▸ WHAT THE TASK REQUIRES
Your answer should hold every line of the records below that contains the string "scripts".

:: RECORDS FOR THE EXERCISE ::

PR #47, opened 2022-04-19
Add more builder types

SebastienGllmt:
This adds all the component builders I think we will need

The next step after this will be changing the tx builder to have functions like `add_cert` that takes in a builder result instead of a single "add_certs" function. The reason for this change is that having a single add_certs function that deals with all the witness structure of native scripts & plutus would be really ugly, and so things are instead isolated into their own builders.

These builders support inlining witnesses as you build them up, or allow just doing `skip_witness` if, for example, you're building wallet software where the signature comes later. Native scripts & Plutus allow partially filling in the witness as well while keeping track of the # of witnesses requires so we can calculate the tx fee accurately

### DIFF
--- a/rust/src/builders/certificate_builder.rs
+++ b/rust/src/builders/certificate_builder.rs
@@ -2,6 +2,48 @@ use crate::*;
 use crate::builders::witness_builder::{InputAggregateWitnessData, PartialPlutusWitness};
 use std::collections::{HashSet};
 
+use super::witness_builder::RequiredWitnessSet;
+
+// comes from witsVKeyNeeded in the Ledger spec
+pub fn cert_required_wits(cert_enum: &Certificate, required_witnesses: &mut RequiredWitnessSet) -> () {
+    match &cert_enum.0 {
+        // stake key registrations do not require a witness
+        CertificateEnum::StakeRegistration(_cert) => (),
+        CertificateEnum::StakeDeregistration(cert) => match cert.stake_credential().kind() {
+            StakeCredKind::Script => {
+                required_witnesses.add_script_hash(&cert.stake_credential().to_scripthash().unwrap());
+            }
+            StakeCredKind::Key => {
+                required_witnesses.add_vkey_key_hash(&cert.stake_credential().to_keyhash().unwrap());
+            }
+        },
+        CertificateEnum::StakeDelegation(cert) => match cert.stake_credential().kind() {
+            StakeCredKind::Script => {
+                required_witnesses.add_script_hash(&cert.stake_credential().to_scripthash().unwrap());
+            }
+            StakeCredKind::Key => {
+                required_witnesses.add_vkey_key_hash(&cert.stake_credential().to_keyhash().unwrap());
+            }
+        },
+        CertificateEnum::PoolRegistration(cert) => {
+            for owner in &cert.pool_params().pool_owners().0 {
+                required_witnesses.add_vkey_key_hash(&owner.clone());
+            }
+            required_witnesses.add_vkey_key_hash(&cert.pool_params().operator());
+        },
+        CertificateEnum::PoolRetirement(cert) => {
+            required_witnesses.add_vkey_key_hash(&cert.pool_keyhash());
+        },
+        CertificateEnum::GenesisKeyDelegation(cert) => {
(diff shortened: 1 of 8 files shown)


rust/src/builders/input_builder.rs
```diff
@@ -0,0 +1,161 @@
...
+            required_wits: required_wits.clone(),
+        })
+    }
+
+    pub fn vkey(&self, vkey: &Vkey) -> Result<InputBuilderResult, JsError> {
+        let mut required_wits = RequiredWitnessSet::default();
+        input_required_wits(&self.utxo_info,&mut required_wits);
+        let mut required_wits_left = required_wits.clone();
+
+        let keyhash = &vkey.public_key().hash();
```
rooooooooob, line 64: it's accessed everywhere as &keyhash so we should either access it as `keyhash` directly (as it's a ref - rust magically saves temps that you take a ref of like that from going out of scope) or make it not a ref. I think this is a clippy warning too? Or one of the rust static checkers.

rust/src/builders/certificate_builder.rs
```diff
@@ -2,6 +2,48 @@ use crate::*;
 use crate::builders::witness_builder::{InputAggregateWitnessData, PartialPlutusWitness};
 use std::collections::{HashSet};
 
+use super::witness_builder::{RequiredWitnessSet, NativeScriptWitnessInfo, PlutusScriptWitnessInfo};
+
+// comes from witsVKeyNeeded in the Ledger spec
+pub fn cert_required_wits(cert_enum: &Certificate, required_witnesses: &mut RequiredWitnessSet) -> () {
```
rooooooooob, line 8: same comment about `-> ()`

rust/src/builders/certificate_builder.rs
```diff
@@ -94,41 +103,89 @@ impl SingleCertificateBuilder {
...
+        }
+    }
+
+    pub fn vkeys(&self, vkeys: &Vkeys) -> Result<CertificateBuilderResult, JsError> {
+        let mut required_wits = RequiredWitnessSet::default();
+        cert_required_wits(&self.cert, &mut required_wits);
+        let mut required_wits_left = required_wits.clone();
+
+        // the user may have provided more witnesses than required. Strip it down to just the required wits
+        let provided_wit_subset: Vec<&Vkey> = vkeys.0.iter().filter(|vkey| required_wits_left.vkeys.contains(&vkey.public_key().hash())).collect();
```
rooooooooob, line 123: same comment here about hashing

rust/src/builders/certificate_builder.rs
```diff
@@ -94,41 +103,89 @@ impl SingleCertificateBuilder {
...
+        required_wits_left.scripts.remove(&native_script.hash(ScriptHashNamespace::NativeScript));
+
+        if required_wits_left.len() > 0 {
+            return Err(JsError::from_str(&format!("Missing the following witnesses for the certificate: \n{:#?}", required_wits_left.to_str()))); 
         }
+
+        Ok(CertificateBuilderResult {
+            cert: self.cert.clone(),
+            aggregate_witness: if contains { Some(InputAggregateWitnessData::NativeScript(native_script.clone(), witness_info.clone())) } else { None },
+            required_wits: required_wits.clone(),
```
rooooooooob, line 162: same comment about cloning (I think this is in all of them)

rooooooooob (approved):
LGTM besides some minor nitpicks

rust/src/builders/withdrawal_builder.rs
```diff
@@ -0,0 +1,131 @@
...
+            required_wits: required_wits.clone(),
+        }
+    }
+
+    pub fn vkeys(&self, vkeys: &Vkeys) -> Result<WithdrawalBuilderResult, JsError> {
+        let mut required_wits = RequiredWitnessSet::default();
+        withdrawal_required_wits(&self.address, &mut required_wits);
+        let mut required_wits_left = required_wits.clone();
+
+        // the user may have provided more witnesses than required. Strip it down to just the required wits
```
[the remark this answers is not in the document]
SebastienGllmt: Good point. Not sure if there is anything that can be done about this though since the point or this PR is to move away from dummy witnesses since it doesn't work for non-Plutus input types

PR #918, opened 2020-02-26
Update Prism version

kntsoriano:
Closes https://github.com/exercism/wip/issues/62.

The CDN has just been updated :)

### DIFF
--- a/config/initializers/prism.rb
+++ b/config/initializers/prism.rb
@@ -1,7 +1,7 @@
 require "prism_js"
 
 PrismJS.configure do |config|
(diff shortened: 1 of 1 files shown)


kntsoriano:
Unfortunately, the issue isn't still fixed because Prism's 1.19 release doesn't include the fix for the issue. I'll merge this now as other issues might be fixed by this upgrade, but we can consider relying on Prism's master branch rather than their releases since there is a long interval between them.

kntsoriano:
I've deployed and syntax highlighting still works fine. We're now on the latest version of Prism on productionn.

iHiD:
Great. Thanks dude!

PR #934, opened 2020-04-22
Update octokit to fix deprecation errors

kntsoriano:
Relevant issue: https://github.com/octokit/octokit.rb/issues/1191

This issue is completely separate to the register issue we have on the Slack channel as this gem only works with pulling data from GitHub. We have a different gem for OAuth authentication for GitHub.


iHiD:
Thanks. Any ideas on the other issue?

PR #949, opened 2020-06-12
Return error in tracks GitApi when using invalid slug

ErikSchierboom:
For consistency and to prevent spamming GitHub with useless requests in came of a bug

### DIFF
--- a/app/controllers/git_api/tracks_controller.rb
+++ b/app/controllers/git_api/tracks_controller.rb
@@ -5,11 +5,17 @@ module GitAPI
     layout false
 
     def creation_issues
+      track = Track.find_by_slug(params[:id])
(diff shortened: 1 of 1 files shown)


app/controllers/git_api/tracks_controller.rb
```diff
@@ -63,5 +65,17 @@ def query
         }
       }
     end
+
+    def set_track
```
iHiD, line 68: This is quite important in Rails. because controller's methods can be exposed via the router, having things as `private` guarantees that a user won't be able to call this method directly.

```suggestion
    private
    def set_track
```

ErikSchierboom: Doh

:::

▸ COMPLETED EXERCISE
The next step after this will be changing the tx builder to have functions like `add_cert` that takes in a builder result instead of a single "add_certs" function. The reason for this change is that having a single add_certs function that deals with all the witness structure of native scripts & plutus would be really ugly, and so things are instead isolated into their own builders.
These builders support inlining witnesses as you build them up, or allow just doing `skip_witness` if, for example, you're building wallet software where the signature comes later. Native scripts & Plutus allow partially filling in the witness as well while keeping track of the # of witnesses requires so we can calculate the tx fee accurately
+        required_wits_left.scripts.remove(&native_script.hash(ScriptHashNamespace::NativeScript));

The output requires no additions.